**Stored records:**
-------------------------
PR #5864, opened 2025-06-18
Remove old free credential handle

neacsu:
and create some traits for unit testing purposes. Also added a few unit tests, but more will follow in future PRs

- - -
-------------------------
**What you need to do:**
Exactly reproduce every record.

**Output below:**
PR #5864, opened 2025-06-18
Remove old free credential handle

neacsu:
and create some traits for unit testing purposes. Also added a few unit tests, but more will follow in future PRs

- - -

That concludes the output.